Make a Big, Loud Difference
by Bob Serling
How would you like to have 75% of all your potential customers hate your product or service?
Before you jump to any rash conclusions, let's take a minute to examine the other side of the coin. What if at the same time that 75% of your potential customers hated your product or service, the remaining 25% absolutely loved it?
The truth is, most companies would kill to control 25% of their market. In most industries, a 5% to 10% market share is often the dominant position, and a very profitable position at that.
So what's the best way to command a market share as high as 25%? It may be to find a way to make 75% of your potential customers hate you.
The ugliest cars in the world
Do you remember Renault, the manufacturer of those squat, tin-can looking cars that are no longer sold in the USA? Well you might be surprised to know that they have the best-selling model in all of Europe. And they're making Ford and VW cringe at their loss of market share.

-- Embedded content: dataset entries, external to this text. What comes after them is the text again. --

PR #1183, opened 2023-05-30
(feat) Add i18n for the left menu in patient chart

jwnasambu:
## Requirements

## Summary

This PR enables translating menu items in the patient chart left nav menu. It fixed the `encodeURIComponent(title.toString())`, ensuring that the title value is converted to a string before being passed to the `encodeURIComponent` function.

How did Renault accomplish this? With designs that are so strikingly different, and often jarring, that people either love or hate them. When Renault introduced the Twingo — a boxy, bulb of a car with bug-eye headlights, a full 50% of consumers who participated in Renault's focus group said they hated it. Another 25% were unmoved either way. But 25% loved it and wanted to know where they could buy one right away. When it was released to the market, the Twingo became an
instant market leader.
Think big, loud thoughts
Here's another one of my favorite examples. Many of my clients may have heard me mention it before, but it bears repeating.
Here's another one of my favorite examples. Many of my clients may have heard me mention it before, but it bears repeating.

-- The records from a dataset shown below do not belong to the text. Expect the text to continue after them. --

PR #1225, opened 2023-06-21
(fix) App bar should display workspace header not patient's name in tablet

Jexsie:
## Requirements

## Summary

- Updates the z-index to `8000` which is so far the highest, neglecting the notifications.
- Also fixes the small space between the lower navbar and the open workspace that appears in tablet.

### DIFF
--- a/packages/esm-patient-chart-app/src/workspace/workspace-window.scss
+++ b/packages/esm-patient-chart-app/src/workspace/workspace-window.scss
@@ -92,7 +92,7 @@
     top: 0;
     left: 0;
     right: 0;
-    z-index: 1000;
+    z-index: 8000;
   }
 
   .header {
@@ -115,7 +115,7 @@
 
   .fixed {
     top: 3rem;
-    bottom: spacing.$spacing-10;
+    bottom: 3.96rem;
     background-color: $ui-01;
   }
 


packages/esm-patient-chart-app/src/workspace/workspace-window.scss
```diff
@@ -115,7 +115,7 @@
 
   .fixed {
     top: 3rem;
-    bottom: spacing.$spacing-10;
+    bottom: 3.96rem;
```
ibacher, line 118: Is there a variable we could use here instead? Why `3.96rem`? Why not `4rem`?

packages/esm-patient-chart-app/src/workspace/workspace-window.scss
```diff
@@ -92,7 +92,7 @@
     top: 0;
     left: 0;
     right: 0;
-    z-index: 1000;
+    z-index: 8000;
```
ibacher, line 95: I think we should adjust a competing z-index down, rather than just pushing this number very high, especially in a global override...

Jexsie: According to what I've realized so far, the app bar was set to a z-index of `8000` allover. So this is what am trying to follow along with.  And for the case of this, the workspace header wasn't showing up 'cause it was blocked by the patient header

packages/esm-patient-chart-app/src/workspace/workspace-window.scss
denniskigen: It's probably better to adjust this value to `4rem` and tweak the nav height accordingly rather than use decimal values like `3.96rem` that are harder to reason about.

packages/esm-patient-chart-app/src/patient-chart/action-menu/action-menu.scss
```diff
@@ -62,6 +62,12 @@ $actionPanelOffset: 3rem;
     width: 100%;
     display: flex;
     justify-content: stretch;
+
+    & div {
+      & button {
+        height: spacing.$spacing-10;
```
vasharma05, line 68: This is for which component on the UI?

packages/esm-patient-chart-app/src/workspace/workspace-window.scss
vasharma05: Make it 8001 instead, I believe

packages/esm-patient-chart-app/src/workspace/workspace-window.scss
```diff
@@ -115,7 +115,7 @@
 
   .fixed {
     top: 3rem;
-    bottom: spacing.$spacing-10;
+    bottom: calc(spacing.$spacing-10 + 1px); // plus the top border
```
vasharma05, line 118: Does using the below property avoid the +1px?
Please try and let me know
Thanks!
```
box-sizing: border-box;
```

packages/esm-patient-chart-app/src/patient-chart/action-menu/action-menu.scss
Jexsie: the bottom navs

packages/esm-patient-chart-app/src/workspace/workspace-window.scss
Jexsie: tried this, but the top border is not shown when a workspace is opened

packages/esm-patient-chart-app/src/workspace/workspace-window.scss
Jexsie: looks good on `8000`
image

vasharma05 (approved):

Pamela Yellen, CEO of the Prospecting and Marketing Institute, is one of my favorite clients. Besides the fact that she's a brilliant marketer and CEO, her willingness to think big — really big — always impresses me. A number of years ago, Pamela brought me in to help her company devise a way to substantially increase the revenue on one of their key product lines, a sales and marketing training program for insurance agents.
Despite the fact that the program was completely sold out three times per year, because the fee was just $699, it wasn't a great money maker. The program included three days of intensive training, a bundle of materials, and personal support for an entire year. The cost of providing the support alone offset nearly the entire fee for the program.
Pamela wanted to increase the fee for this program. But not just a hundred dollars or so. Not even a few hundred. She wanted to increase the fee to what she felt was its true value — $5,000.
Now in anybody's book, you'd have to agree that this is thinking big and loud.
When I worked with Pamela and her team, one of the critical points we discovered was that attendees valued the year of personal support more than the initial training. We used that to restructure and reposition the program. It became a year-long program kicked off by a live
3-day immersion training, with the emphasis on the year-long program of personal support allowing the attendee to master the implementation of the material.
While we made minor changes to the product itself, for the most part it remained the same. What changed was the positioning of the product, the copy used to promote it, emphasizing the benefits of a year long program, and the name of the program, because it would be difficult to sell the program under the same name with a price increase of this magnitude.
How did the new program do? Pamela's company continued to sell out all three offerings. But now, with the increase in price, yet almost no increase in cost to deliver the program, her company's revenue grew for this product by a sizable 714%.
And the high ticket price actually created a buzz among insurance agents who couldn't wait to tell their associates how this expensive program was directly improving their bottom line profits.
Wrap up
A key point that I want to emphasize is that neither of these examples required outspending the competition. Because car designs change on a regular basis, Renault doesn't have to spend a penny more to come up with a big, loud design than they would to produce a mediocre design. And the Sales and Marketing Institute hardly changed the cost of delivering their program at all. Both of these companies simply chose to think bigger and louder than their competition.
So the question is: How big and loud are you willing to think?